One of the many highlights of the expedition was the great number of youngsters we were privileged to see. Three sightings were of newborns so fresh that the mothers still retained the afterbirth and the offspring were damp around the edges. Most notable was the baby giraffe, such a charmer with his earnest gaze and comical face! His mother was quite enamored of her new calf.
We also enjoyed time spent watching a just born topi (a variety of gazelle) as he practiced controlling his long legs and figuring out where the milk supply was located. And our guide’s sharp eyes spotted a tiny Thomson’s gazelle tucked safely away under an equally tiny shrub while the mother lay a short distance away licking herself clean.
One of the priorities on our checklist was to locate the cheetah mom with a litter of SIX cubs. There has not been a litter of six cheetah cubs in the Mara since 2010, so she is quite the celebrity. Our reliable guides took us to her on Day 2 and we spent several hours watching this contented mother lounging in the sunshine with her many children, until she shook herself awake and strolled off to hunt, babies scampering along behind mimicking her alert expression and searching gaze.The survival rate for cheetah cubs is only about 30%, but the 2010 mother managed to raise all six of her cubs to adulthood, so fingers crossed this prolific cat will also succeed in 2019.
Another item high on our list was the one-in-a-million zebra foal, born mid-September. This unique creature has a genetic mutation to his stripe pattern, exceedingly rare, thought by many experts to be a form of pseudomelanism. Regardless, this very beautiful and unusual baby zebra was an instant international star, hitting the big news services and going viral on Facebook at the same time. Although we knew he had been discovered in the Mara, the game reserve is nearly 600 square miles in size so we weren’t holding our breath that our group would be so lucky as to spot him.

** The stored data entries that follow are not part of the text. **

PR #2392, opened 2025-02-20
Send plan change events on subscription creation

acasajus:


acasajus:
It's done in the subscription webhook

PR #2468, opened 2025-05-14
[WIP][DONT MERGE] feat: added abuser utils for main abuser (un)archiving flows.

virtyaluk:


app/models.py
```diff
@@ -357,6 +357,31 @@ class Fido(Base, ModelMixin):
...
+    encrypted_bundle = sa.Column(sa.LargeBinary(), nullable=False)
+
+    __table_args__ = (sa.Index("ix_abuser_data_id", "id"),)
+
+
+class AbuserLookup(Base, ModelMixin):
+    __tablename__ = "abuser_lookup"
+
+    hashed_address = sa.Column(sa.String(), nullable=False)
+    blob_id = sa.Column(
```
acasajus, line 373:
```suggestion
    abuser_data_id = sa.Column(
```
We always use `table_name_id` as foreign keys to make it clear the table they reference.

app/models.py
```diff
@@ -357,6 +357,31 @@ class Fido(Base, ModelMixin):
...
+        sa.ForeignKey("abuser_data.id", ondelete="cascade"), nullable=False
+    )
+    encrypted_k_bundle = sa.Column(sa.LargeBinary(), nullable=False)
```
acasajus, line 376:
```suggestion
    abuser_data_key = sa.Column(sa.LargeBinary(), nullable=False)
```
Naming is hard.. I'd suggest this name to make it clear that this is the key to open the `abuser_data`

app/abuser_utils.py
```diff
@@ -0,0 +1,182 @@
...
+from hashlib import sha256
+from typing import List, Dict
+
+from cryptography.hazmat.primitives.ciphers.aead import AESGCM
+
+from app.db import Session
+from app.models import User, Alias, Mailbox, AbuserData, AbuserLookup
+
+
+def check_if_abuser_email(new_address: str) -> bool:
```
acasajus, line 12:
```suggestion
def check_if_abuser_email(new_address: str) -> AbuserLookup|None:
```

app/models.py
acasajus: Also we need to support the same address having more than one abuse report since an email can exist as a mailbox for several users.

app/abuser_utils.py
```diff
@@ -0,0 +1,197 @@
...
+def archive_abusive_user(user: User) -> None:
+    """
+    Archive the given abusive user's data and update blocklist/lookup tables.
+    """
+    if not user.email:
+        raise ValueError(f"User ID {user.id} must have a primary email to be archived.")
+
+    try:
+        primary_email: str = user.email
+        aliases: List[Alias] = Alias.filter_by(user_id=user.id).all()
```
acasajus, line 58: User may have tons of alias. I'd recommend doing 
```suggestion
        aliases: List[Alias] = Alias.filter_by(user_id=user.id).enable_eagerloads(False).yield_per(500).all()
```
This way it will page the queries to the db behind the scenes

app/abuser_utils.py
```diff
@@ -0,0 +1,197 @@
...
+                    "address": mailbox.email,
+                    "created_at": mailbox.created_at.isoformat()
+                    if mailbox.created_at
+                    else None,
+                }
+                for mailbox in mailboxes
+            ],
+        }
+        bundle_json_bytes = json.dumps(bundle, sort_keys=True).encode("utf-8")
+        derived_enc_key = _derive_encryption_key(config.MASTER_ENC_KEY, user.id)
```
acasajus, line 84: We need to:
 - Generate random encryption key for AES_GCM
 - Encrypt bundle with this key
 - Encrypt the key for each email using the HKDF and store it in abuserLookup

app/abuser_utils.py
```diff
@@ -0,0 +1,197 @@
...
+    check_hmac = hmac.new(
+        mac_key_bytes, new_address.encode("utf-8"), sha256
+    ).hexdigest()
+
+    return (
+        AbuserLookup.filter(AbuserLookup.hashed_address == check_hmac).limit(1).first()
+    )
+
+
+def archive_abusive_user(user: User) -> None:
```
acasajus, line 49:
```suggestion
def mark_as_abusive_user(user: User) -> None:
```

app/abuser_utils.py
```diff
@@ -0,0 +1,197 @@
...
+
+            seen_identifiers.add(identifier_address)
+
+            identifier_hmac = hmac.new(
+                mac_key_bytes, identifier_address.lower().encode("utf-8"), sha256
+            ).hexdigest()
+            abuser_lookup_entry = AbuserLookup(
+                hashed_address=identifier_hmac, abuser_data_id=blob_id
+            )
+
```
acasajus, line 117: We're missing a `user.disabled=True` to disable the user properly

app/abuser_utils.py
```diff
@@ -0,0 +1,197 @@
...
+            Session.add(abuser_lookup_entry)
+
+        Session.commit()
+    except Exception:
+        Session.rollback()
+        raise
+
+
+def unarchive_abusive_user(user_id: int) -> None:
```
acasajus, line 126:
```suggestion
def unmark_as_abusive_user(user_id: int) -> None:
```

app/abuser_utils.py
```diff
@@ -0,0 +1,197 @@
...
+    Fully remove abuser archive and lookup data for a given user_id.
+    This reverses the effects of archive_abusive_user().
+    """
+    abuser_data_entry = AbuserData.filter_by(user_id=user_id).first()
+
+    if not abuser_data_entry:
+        LOG.e("No abuser data found for user %s", user_id)
+        return
+
+    Session.delete(abuser_data_entry)
```
acasajus, line 137: We should also remove the `AbuserLookup` entries that match this abuser data

virtyaluk: Handled by cascade removal. I have dedicated test case just for that `test_abuser_data_deletion_cascades_to_lookup`.

app/abuser_utils.py
virtyaluk: Shouldn't the disabling/enabling switch happen in the upstream flow that actually responsible for marking the user as an abuser? To me, the abuser_utils looks more like a utility side flow to just store the encrypted bundle.

app/abuser_utils.py
acasajus: 👍

app/abuser_utils.py
```diff
@@ -0,0 +1,272 @@
...
+        raise ValueError(
+            "Identifier address must be a non-empty string for key derivation."
+        )
+
+    normalized_identifier = identifier_address.lower()
+    hkdf_info = (constants.HKDF_INFO_TEMPLATE % normalized_identifier).encode("utf-8")
+    hkdf = HKDF(
+        algorithm=crypto_hashes.SHA256(),
+        length=32,
+        salt=None,
```
acasajus, line 31: We should use 32 bytes of random data. We can add that to the config.

app/abuser_utils.py
```diff
@@ -0,0 +1,272 @@
...
+    check_hmac = hmac.new(
+        mac_key_bytes, normalized_address.encode("utf-8"), sha256
+    ).hexdigest()
+
+    return (
+        AbuserLookup.filter(AbuserLookup.hashed_address == check_hmac).limit(1).first()
+    )
+
+
+def mark_as_abusive_user(user: User, actor: User) -> None:
```
acasajus, line 54:
```suggestion
def mark_user_as_abuser(abuse_user: User: note: str, admin: User|None) -> None:
    user.disabled =True
    _emit_abuser_audit_log(abuse_user, action: AbuserLogAction.MarkAbuser, message = note, admin=admin) 
    _store_abuse_data_(abuse_user)

def _store_abuse_data(user: User, actor: User) -> None:
```

app/abuser_utils.py
```diff
@@ -0,0 +1,272 @@
...
+
+            k_identifier_derived = _derive_key_for_identifier(
+                master_key_bytes, normalized_identifier
+            )
+            aesgcm_key_enc = AESGCM(k_identifier_derived)
+            nonce_key_encryption = secrets.token_bytes(12)
+            encrypted_k_bundle_for_this_identifier = (
+                nonce_key_encryption
+                + aesgcm_key_enc.encrypt(
+                    nonce_key_encryption, k_bundle_random, aad_bytes
```
acasajus, line 142:
```suggestion
                    nonce_key_encryption, k_bundle_random, f"{aad_bytes}.bundle"
```
So the tag is different for the bundle as from the keys

app/abuser_utils.py
```diff
@@ -0,0 +1,272 @@
...
+                if mailbox.email
+            ],
+        }
+        bundle_json_bytes = json.dumps(bundle, sort_keys=True).encode("utf-8")
+        k_bundle_random = AESGCM.generate_key(bit_length=256)
+        aesgcm_bundle_enc = AESGCM(k_bundle_random)
+        nonce_bundle = secrets.token_bytes(12)
+        aad_bytes = constants.AEAD_AAD_DATA.encode("utf-8")
+        encrypted_bundle_data = nonce_bundle + aesgcm_bundle_enc.encrypt(
+            nonce_bundle, bundle_json_bytes, aad_bytes
```
acasajus, line 101:
```suggestion
            nonce_bundle, bundle_json_bytes, f"{aad_bytes}.bundle"
```

app/abuser_utils.py
```diff
@@ -0,0 +1,272 @@
...
+        LOG.e("No abuser data found for user %s", user_id)
+        return
+
+    Session.delete(abuser_data_entry)
+    Session.commit()
+    emit_abuser_audit_log(
+        user=actor,
+        action=AbuserAuditLogAction.UnmarkAbuser,
+        message=f"An user {user_id} was unmarked as abuser.",
+    )
```
acasajus, line 182:
```suggestion
def unmark_as_abusive_user(user_id: int, actor: User) -> None:
    """
    Fully remove abuser archive and lookup data for a given user_id.
    This reverses the effects of archive_abusive_user().
    """
    abuser_data_entry = AbuserData.filter_by(user_id=user_id).first()

    if not abuser_data_entry:
        LOG.e("No abuser data found for user %s", user_id)
        return

    Session.delete(abuser_data_entry)
    emit_abuser_audit_log(
        user=user_id,
        admin = actor
        action=AbuserAuditLogAction.UnmarkAbuser,
        message=f"An user {user_id} was unmarked as abuser.",
    )
    Session.commit()
```
We want to store in the audit log the user that was removed as abuser and the admin that did it

app/abuser_utils.py
```diff
@@ -0,0 +1,272 @@
...
+            )
+            continue
+
+        encrypted_main_bundle_data = abuser_data_record.encrypted_bundle
+
+        try:
+            nonce_k_decryption = encrypted_k_bundle_from_entry[:12]
+            ciphertext_k_decryption = encrypted_k_bundle_from_entry[12:]
+            plaintext_k_bundle = aesgcm_key_dec.decrypt(
+                nonce_k_decryption, ciphertext_k_decryption, aad_bytes
```
acasajus, line 240:
```suggestion
                nonce_k_decryption, ciphertext_k_decryption, f"{constant.AEAD_AAD_DATA}.key".encode("utf-8"))
```

app/abuser_utils.py
```diff
@@ -0,0 +1,272 @@
...
+            )
+            aesgcm_bundle_dec = AESGCM(plaintext_k_bundle)
+            nonce_main_bundle = encrypted_main_bundle_data[:12]
+            ciphertext_main_bundle = encrypted_main_bundle_data[12:]
+            decrypted_bundle_json_bytes = aesgcm_bundle_dec.decrypt(
+                nonce_main_bundle, ciphertext_main_bundle, aad_bytes
```
acasajus, line 246:
```suggestion
                nonce_main_bundle, ciphertext_main_bundle, f"{constant.AEAD_AAD_DATA}.bundle".encode("utf-8"))
```

app/api/views/auth.py
```diff
@@ -113,6 +115,15 @@ def auth_register():
...
 
+    if check_if_abuser_email(email):
+        # TODO: do I need to call RegisterEvent in here?
+        emit_abuser_audit_log(
+            None,
+            AbuserAuditLogAction.CreateUser,
+            "An attempt to register a previously banned email",
+        )
+        return jsonify(error=f"cannot use {email} as it was previously banned"), 400
+
```
acasajus, line 126:
```suggestion
    if check_if_abuser_email(email):
        LOG.warn("User with email {email} that was marked as abuser tried to register again")
        return jsonify(error=f"cannot use {email} as an email to register"), 400
```
The less info we give abusers the better :)

app/models.py
```diff
@@ -357,6 +357,49 @@ class Fido(Base, ModelMixin):
...
+class AbuserAuditLog(Base, ModelMixin):
+    __tablename__ = "abuser_audit_log"
+
+    user_id = sa.Column(sa.Integer, nullable=False)
+    action = sa.Column(sa.String(255), nullable=False)
+    message = sa.Column(sa.Text, default=None, nullable=True)
+
+    __table_args__ = (
+        sa.Index("ix_abuser_audit_log_user_id", "user_id"),
+        sa.Index("ix_abuser_audit_log_created_at", "created_at"),
```
acasajus, line 399: Why do we need an index by `created_at` ?

app/models.py
```diff
@@ -357,6 +357,49 @@ class Fido(Base, ModelMixin):
...
+        index=True,
+    )
+    bundle_k = sa.Column(sa.LargeBinary(), nullable=False)
+
+    __table_args__ = (
+        sa.Index(
+            "ix_abuser_lookup_hashed_address_abuser_data_id",
+            "hashed_address",
+            "abuser_data_id",
+        ),
```
acasajus, line 386: Shouldn't they be two independent indexes? Either we query by hashed address or by abuser_data_id, but afaics we won't query by both of them at the same time.

app/api/views/auth.py
acasajus: We have to also do it in `app/auth/views/register.py` line 74

app/abuser_utils.py
```diff
@@ -0,0 +1,290 @@
...
+        Session.delete(abuser_data_entry)
+
+    user = User.get(user_id)
+    user.disabled = False
+
+    emit_abuser_audit_log(
+        user_id=user.id,
+        admin_id=admin_id,
+        action=AbuserAuditLogAction.UnmarkAbuser,
+        message=f"An user {user_id} was unmarked as abuser.",
```
acasajus, line 194: Same here, message should be something that the admin can enter to explain why.

app/config.py
```diff
@@ -686,3 +687,7 @@ def read_partner_dict(var: str) -> dict[int, str]:
 ALIAS_TRASH_DAYS = int(os.environ.get("ALIAS_TRASH_DAYS", 30))
 ALLOWED_OAUTH_SCHEMES = get_env_csv("ALLOWED_OAUTH_SCHEMES", "auth.simplelogin,https")
 MAX_EMAIL_FORWARD_RECIPIENTS = int(os.environ.get("MAX_EMAIL_FORWARD_RECIPIENTS", 30))
+
+MASTER_ENC_KEY = bytes.fromhex(os.environ.get("MASTER_ENC_KEY_HEX"))
+MAC_KEY = bytes.fromhex(os.environ.get("MAC_KEY_HEX"))
+ABUSER_HKDF_SALT = base64.b64decode(os.environ.get("ABUSER_HKDF_SALT"))
```
acasajus, line 693: These three can be set to nothing for people that self host. If they aren't set to anything we should a default value derived from the flask secret for instance. This way people self hosting won't have their installations failing.

We could do something like 
```python
def decode_hex_data(key: string, default: bytes) -> bytes:
  data = os.environ.get(key)
  if not data:  
   return default
  else;
    return bytes.fromhex(data)

MASTER_ENC_KEY = decode_hex_data("MASTER_ENC_KEY_HEX", (FLASK_SECRET + 'enckey').encode("UTF-8+")
MAC_KEY = decode_hex_data("MAC_KEY", (FLASK_SECRET + 'mackey').encode("UTF-8+")
ABUSER_HKDF_SALT = decode_hex_data("ABUSER_HKDF_SALT", (FLASK_SECRET + 'absalt').encode("UTF-8+")
```

acasajus (approved):

PR #2472, opened 2025-05-19
feat: adds abuser lookup admin view.

virtyaluk:
image


acasajus:
Nice start! I would:
 - format a bit the data so it's easier to read for a human. 
 - Look also for the user object and if it exists show it with a link to the email_search page with the user email in the query string so admins can see the user data directly.
 The rest looks 👍

oneshot/backfill_abuser_data.py
```diff
@@ -0,0 +1,41 @@
...
+
+parser = argparse.ArgumentParser(
+    prog="Backfill abuser data",
+    description="Iterate over disabled users and generate abuser bundle",
+)
+args = parser.parse_args()
+
+print("I'm going to generate abuser bundle for disabled users.")
+
+disabled_users: List[User] = Session.query(User).filter(User.disabled == True).all()  # noqa: E712
```
acasajus, line 17: We need to do this by batches with userId > n and userId < m because we don't have an index on disabled and this will trigger a full table scan

oneshot/backfill_abuser_data.py
```diff
@@ -0,0 +1,41 @@
...
+archived_users: int = 0
+
+for disabled_user in disabled_users:
+    if not disabled_user.email:
+        print(f"Disabled user {disabled_user.id} has no email address. Skipping...")
+        continue
+
+    if check_if_abuser_email(disabled_user.email):
```
acasajus, line 25: thinking about it.. this may match the mailbox from another user. We can check the user_id in the AbuserData model to make sure.

PR #983, opened 2019-10-03
remove spinner from autocomplete

jheijari:
Removed faulty spinner from search autocomplete.


ZakarFin:
Autocompletion should be performant enough not to show spinner and the user hasn't actually done anything but written on the field for it to trigger -> no need for a spinner to indicate "something is running"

We should have had more faith – our guides had this task handled as well, and took us straight to this unique zebra colt and his herd two days in succession. The light was poor on day 1 and not conducive to good photographs, but on the second day, the sun was shining and lit the grass and the foal’s chocolate brown baby fuzz with a warm glow. Only a few days later, the communal radio chatter among the brotherhood of safari guides indicated that the foal and his dam had joined the migration north into Tanzania, crossing the river and vanishing into the unmonitored wilderness. We can only hope he survives and thrives and will be seen again when he returns next spring on the annual migration back to the Mara!
Existence in the African bush is precarious for new lives. The guides give names to the more important cats. The leopard mother of the precocious single cub is called Lorian. The oldest male lion in the Mara is named Scarface. I can’t spell or pronounce some of the names our drivers rattled off to us. But the guides will not christen the young ones until they have survived their first year.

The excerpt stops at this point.